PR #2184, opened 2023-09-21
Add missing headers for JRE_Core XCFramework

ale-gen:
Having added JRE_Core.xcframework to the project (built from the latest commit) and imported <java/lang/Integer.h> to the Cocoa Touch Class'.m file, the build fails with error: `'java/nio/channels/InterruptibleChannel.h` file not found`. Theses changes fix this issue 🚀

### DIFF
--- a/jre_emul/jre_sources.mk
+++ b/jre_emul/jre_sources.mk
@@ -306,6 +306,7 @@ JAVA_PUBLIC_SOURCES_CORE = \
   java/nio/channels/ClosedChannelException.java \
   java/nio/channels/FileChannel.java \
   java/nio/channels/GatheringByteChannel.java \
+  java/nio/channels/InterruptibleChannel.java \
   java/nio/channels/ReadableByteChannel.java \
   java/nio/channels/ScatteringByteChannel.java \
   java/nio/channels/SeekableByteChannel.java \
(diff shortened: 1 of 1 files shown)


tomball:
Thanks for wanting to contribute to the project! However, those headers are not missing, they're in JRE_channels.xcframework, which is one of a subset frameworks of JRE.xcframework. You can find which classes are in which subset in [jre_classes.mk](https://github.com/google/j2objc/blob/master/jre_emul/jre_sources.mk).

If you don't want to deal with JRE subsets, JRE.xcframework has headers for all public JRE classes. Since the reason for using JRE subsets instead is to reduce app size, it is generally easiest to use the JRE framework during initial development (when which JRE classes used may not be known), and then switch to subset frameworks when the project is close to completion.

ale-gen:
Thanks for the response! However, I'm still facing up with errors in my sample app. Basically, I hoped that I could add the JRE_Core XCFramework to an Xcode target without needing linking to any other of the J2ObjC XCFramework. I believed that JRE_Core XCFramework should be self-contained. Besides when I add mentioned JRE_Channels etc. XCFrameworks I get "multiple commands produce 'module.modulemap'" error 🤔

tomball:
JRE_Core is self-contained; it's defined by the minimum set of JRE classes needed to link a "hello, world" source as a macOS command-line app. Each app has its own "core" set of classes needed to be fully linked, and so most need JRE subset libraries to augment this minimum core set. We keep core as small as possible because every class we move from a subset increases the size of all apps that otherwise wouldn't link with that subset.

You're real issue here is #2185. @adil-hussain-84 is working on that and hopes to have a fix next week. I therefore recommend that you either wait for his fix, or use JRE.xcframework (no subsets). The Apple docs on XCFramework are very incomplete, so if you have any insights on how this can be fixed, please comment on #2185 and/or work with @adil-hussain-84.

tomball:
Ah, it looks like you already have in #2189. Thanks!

□ □ □

◆ Task to carry out
Your answer should be the lines above from the one containing "Add missing headers for JRE_Core XCFramework" through the one containing "Thanks for wanting", copied exactly and with both ends kept.

◆ Response box
Add missing headers for JRE_Core XCFramework

ale-gen:
Having added JRE_Core.xcframework to the project (built from the latest commit) and imported <java/lang/Integer.h> to the Cocoa Touch Class'.m file, the build fails with error: `'java/nio/channels/InterruptibleChannel.h` file not found`. Theses changes fix this issue 🚀

### DIFF
--- a/jre_emul/jre_sources.mk
+++ b/jre_emul/jre_sources.mk
@@ -306,6 +306,7 @@ JAVA_PUBLIC_SOURCES_CORE = \
   java/nio/channels/ClosedChannelException.java \
   java/nio/channels/FileChannel.java \
   java/nio/channels/GatheringByteChannel.java \
+  java/nio/channels/InterruptibleChannel.java \
   java/nio/channels/ReadableByteChannel.java \
   java/nio/channels/ScatteringByteChannel.java \
   java/nio/channels/SeekableByteChannel.java \
(diff shortened: 1 of 1 files shown)


tomball:
Thanks for wanting to contribute to the project! However, those headers are not missing, they're in JRE_channels.xcframework, which is one of a subset frameworks of JRE.xcframework. You can find which classes are in which subset in [jre_classes.mk](https://github.com/google/j2objc/blob/master/jre_emul/jre_sources.mk).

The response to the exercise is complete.